[Start of Attachment]

PR #566, opened 2020-04-16
Add type traits for translating between stdint types and vk::IndexType

jackoalan:
Adds vk::index_type and vk::cpp_index_type templates for translating between stdint.h types and vk::IndexType. This may be useful for template users needing to call bindIndexBuffer without having to write their own traits.

### DIFF
--- a/VulkanHppGenerator.cpp
+++ b/VulkanHppGenerator.cpp
@@ -845,6 +845,70 @@ void VulkanHppGenerator::appendBaseTypes(std::string & str) const
   }
 }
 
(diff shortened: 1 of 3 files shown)


asuessenbach:
Hi Jack,

thanks a lot for your PR. We think, it's worth to have such type traits.
But we preferred to keep them with namings consistent to the other stuff we have, so we decided to file an own PR that does most of what you're suggesting, plus some more (-> #576).
We hope, you're fine with closing your PR then.

Kind regards,

   Andreas

jackoalan:
This looks good! I actually prefer the adjusted convention.

Cheers!

PR #573, opened 2020-04-20
Adjust structure and union constructors and setter functions to correctly handle sType of a member of that structure/union.

### LINKED ISSUE #571: AccelerationStructureGeometryDataKHR doesn't assign a valid sType to it's union members
When constructing or assigning any of the union values to an AccelerationStructureGeometryDataKHR, the sType field of the member doesn't get set.  The three constructors to AccelerationStructureGeometryDataKHR each do an assignment to the union member, but the operator= overload for AccelerationStructureGeometry(Triangles/Aabbs/Instances)DataKHR don't copy the sType (since it's marked const, I suppose).  However, because it's a union, the sType is shared between all three of them, and is never actually set because the real type of the union isn't known before the assignment.

This can be technically solved by using member initialization in the case of the AccelerationStructureGeometryDataKHR constructors, but it doesn't really help in the case of assigning the geometry data after construction.  Maybe the geometry data assignment overloads should copy the sType too?

This is on header version 137.

asuessenbach:
Resolves #571.

### DIFF
--- a/VulkanHppGenerator.cpp
+++ b/VulkanHppGenerator.cpp
@@ -3007,36 +3007,42 @@ void VulkanHppGenerator::appendStructs(std::string & str) const
   }
 }
 
-void VulkanHppGenerator::appendStructSetter(std::string & str, std::string const& structureName, MemberData const& memberData) const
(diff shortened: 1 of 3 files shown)


jeremy-lunarg:
I think travis is stuck on this job.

[End of Attachment]

How to complete this task
Give the number of lines in the records where the word "think" occurs, and add nothing.

Task output
2